**What is required**
Going through the entries below, tally the lines that hold the word "checking" and state the result alone.

+++++

PR #9133, opened 2026-02-26
Add explicit operator= and copy c'tors to Transform3D and its base classes.

DavidACosgrove:
#### Reference Issue
No issue.

#### Any other comments?
operator= for Transform3D was explicitly removed. I needed it in the GaussianShape code.


DavidACosgrove:
The failure is in rdFMCS, again.  Maybe I'll try and find time to work out why this happens so often!

greglandrum:
> The failure is in rdFMCS, again.  Maybe I'll try and find time to work out why this happens so often!

It's a timeout since the CI machines can be super slow; we just need to adjust that timeout

greglandrum (approved):
LGTM

PR #9135, opened 2026-02-26
Small refactor before PR #8968 follow up

ricrogz:
This is a small refactor ahead of a follow up to #8968 I'm working on. It does:

- Refactor & modernize `clearBondDirs()` and `removeRedundantBondDirSpecs()`. It also removes the `&bondVisitOrders` argument from them, which isn't used.

- Abstract the check in `catch_canon.cpp`'s "Canonicalization issues watch" test into a separate function, and add a stricter test that checks actual CIP labels instead of just the feature counts (this is the version I'm using during development). Both these are useful to set up smaller and stricter tests when debugging/developing.


greglandrum (approved):
LGTM

PR #9136, opened 2026-02-27
Small bug fix in PR #8968

ricrogz:
This small bug slipped through in the review of #8968:

https://github.com/rdkit/rdkit/blob/8e76c2778436b3fa368dcaf2fae86fd5f6e233d7/Code/GraphMol/Canon.cpp#L301-L314

In Line 303 we increment `bondDirCounts[firstFromAtom1->getIdx()]`, and then we check it in line 310. Obviously, the check will never be triggered (even when it should), due to the increment. There's a similar check for `firstFromAtom2` further down. The fix is just to increment after the checks have taken place.

Luckily, it's infrequent to hit this block (only when directions on both sides have been set already), and even if that's the case, it should only trigger when `bondDirCounts[firstFromAtom1->getIdx()] == 0`.


greglandrum (approved):
LGTM

PR #9138, opened 2026-03-02
Add RDLog::CaptureLog for capturing log messages

cdvonbargen:

Adds an RAII `CaptureErrorLog` class to `namespace RDLog` (alongside the existing `LogStateSetter`) that redirects `rdErrorLog`'s output to an internal `std::stringstream` for the duration of its lifetime. On destruction the original stream destination and enabled state are fully restored. Nesting is supported: an inner capture shadows the outer one and each collects its own messages independently. The log is always enabled while a capture is active, even if a `LogStateSetter` has silenced it.

The Python bindings expose the class as `rdBase.CaptureErrorLog`, following the same context-manager pattern as the existing `BlockLogs`. The `messages` property is accessible both inside and after the context.

The implementation uses the stream-swap trick already present in `rdLogger`: on construction the logger's `dp_dest` and `teestream` pointers are swapped with an internal `stringstream`, and swapped back on destruction.

### DIFF
--- a/Code/RDGeneral/RDLog.cpp
+++ b/Code/RDGeneral/RDLog.cpp
@@ -149,24 +149,28 @@ void InitLogs() {
   rdErrorLog = std::make_shared<boost::logging::rdLogger>(&std::cerr);
 }
 
-CaptureErrorLog::CaptureErrorLog()
-    : d_savedDest(&d_messages), d_savedTeestream(nullptr) {
-  if (!rdErrorLog) {
-    InitLogs();
+CaptureLog::CaptureLog(RDLogger log) : d_log(std::move(log)) {
+  if (!d_log) {
+    return;
   }
-  d_logWasEnabled = rdErrorLog->df_enabled;
-  rdErrorLog->df_enabled = true;
-  std::swap(rdErrorLog->dp_dest, d_savedDest);
-  std::swap(rdErrorLog->teestream, d_savedTeestream);
+  d_logWasEnabled = d_log->df_enabled;
+  d_log->df_enabled = true;
+  d_savedDest = d_log->dp_dest;
+  d_log->dp_dest = &d_messages;
+  d_savedTeestream = d_log->teestream;
+  d_log->teestream = nullptr;
 }
 
-CaptureErrorLog::~CaptureErrorLog() {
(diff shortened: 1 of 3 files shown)


bp-kelley:
Previously, the way to do this in python was:

```
>>> sys.stderr = io.StringIO()
>>> from rdkit.Chem import rdBase
>>> rdBase.WrapLogs()
>>> Chem.MolFromSmiles("asdfasdfs")
>>> print(sys.stderr.getvalue())
[12:22:37] SMILES Parse Error: syntax error while parsing: asdfasdfs
[12:22:37] SMILES Parse Error: check for mistakes around position 1:
[12:22:37] asdfasdfs
[12:22:37] ^
[12:22:37] SMILES Parse Error: Failed parsing SMILES 'asdfasdfs' for input: 'asdfasdfs'
```

But this had the issues that the errors went to C stderr as well.  Another issue was that, on windows, we never knew when things were going to be flushed.  Hopefully this solves both problems.

bp-kelley:
It might be useful to also have
```
capture.error_messages
capture.debug_message
...
```

if this ends up working.

cdvonbargen:
> capture.error_messages
> capture.debug_message

My instinct is to leave this to leave this an error capture log for now, keep this minimal, and we can extend if the need arises. Does that make sense?

bp-kelley:
I think that’s fine, a user can always disable/enable various logs using a the standard call

cdvonbargen:
> I like the change and can definitely see how it will be useful. I think it would be improved if the new capture class wasn't specific to `rdErrorLog` but allowed the log to be captured to be supplied in the ctor. So you could do: `CaptureLog cl{rdErrorLog};` or `CaptureLog cl{rdWarningLog};`

Done. I included a convenience subclass CaptureErrorLog since I suspect that is still the most useful -- but lemme know if you think I should remove it

greglandrum:
> Done. I included a convenience subclass CaptureErrorLog since I suspect that is still the most useful -- but lemme know if you think I should remove it

Nope! I was actually going to suggest exactly that but forgot it in my review. Thanks!

greglandrum (approved):
LGTM

PR #9154, opened 2026-03-05
Fixes #9153

### LINKED ISSUE #9153: Incorrect double bond CIP label for bond with adjacent double bond
Example:
```python
   ...: m = Chem.MolFromSmiles(r'S=P(=N\C)/C')
   ...: m.Debug()
   ...: Chem.AssignCIPLabels(m)
   ...: print(m.GetBondWithIdx(1).GetProp('_CIPCode'))
   ...: 
# Atoms:
#     0 16 S chg: 0  deg: 1 exp: 2 imp: 0 hyb: SP2
#     1 15 P chg: 0  deg: 3 exp: 5 imp: 0 hyb: SP2
#     2 7 N chg: 0  deg: 2 exp: 3 imp: 0 hyb: SP2
#     3 6 C chg: 0  deg: 1 exp: 1 imp: 3 hyb: SP3
#     4 6 C chg: 0  deg: 1 exp: 1 imp: 3 hyb: SP3
# Bonds:
#     0 0->1 order: 2
#     1 1->2 order: 2 stereo: Z ats: (0 3)     <----- STEREOZ with stereo atoms (C, S)
#     2 2->3 order: 1 dir: \
#     3 1->4 order: 1
# Z     <----- CIP label is Z (ok)

In [2]: smi = Chem.MolToSmiles(m)
   ...: print(smi)
   ...: 
# C/N=P(/C)=S

In [3]: m2 = Chem.MolFromSmiles(smi)
   ...: m2.Debug()
   ...: Chem.AssignCIPLabels(m2)
   ...: print(m2.GetBondWithIdx(1).GetProp('_CIPCode'))
   ...: 
# Atoms:
#     0 6 C chg: 0  deg: 1 exp: 1 imp: 3 hyb: SP3
#     1 7 N chg: 0  deg: 2 exp: 3 imp: 0 hyb: SP2
#     2 15 P chg: 0  deg: 3 exp: 5 imp: 0 hyb: SP2
#     3 6 C chg: 0  deg: 1 exp: 1 imp: 3 hyb: SP3
#     4 16 S chg: 0  deg: 1 exp: 2 imp: 0 hyb: SP2
# Bonds:
#     0 0->1 order: 1 dir: /
#     1 1->2 order: 2 stereo: Z ats: (0 4)     <----- Still STEREOZ with same stereo atoms (C, S)
#     2 2->3 order: 1
#     3 2->4 order: 2
# E     <----- CIP label switched to E !!!!
```

The initial SMILES comes from importing https://pubchem.ncbi.nlm.nih.gov/compound/16129835 as mol file, exporting to SMILES, and replacing the rings with "C" for simplicity.

I'm not quite sure we should see double bond stereo here (Pubchem says "Defined Bond Stereocenter Count = 0" /  "Undefined Bond Stereocenter Count = 0"), but since we do, the CIP labels should be correct...

ricrogz:
This fixes #9153 .

The issue is that in the CIP labeler graphs, double bonds are represented by a duplicate edge. So, in this case, when the edges are sorted by CIP priority, the double bond to S (i.e. the two duplicate edges) are ranked first, meaning that 
`edges2[0] == edges2[1] != edges2[2]`  (2 edges to S, 1 edge to C), so that by checking against `edges2[1]` we aren't actually checking against the second atom, but still against the first atom at the end of second edge of the double bond.

The fix is as simple as, instead of checking for equality against the second atom, check for inequality to the first one.

I think this bug has been here since the CIP labeler was ported from Java, since we don't have any tests that check this case. Interestingly, the [CIP Validation Suite](https://github.com/CIPValidationSuite/ValidationSuite)  doesn't include any examples similar to this one, which makes me wonder whether this should be detected as a stereo bond or not.


ricrogz:
> Your code change looks good and I'd be fine with merging it (since it could maybe be relevant for some other system), but I would do it without any additional tests.

I removed them!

+++++

**Exercise answer**
2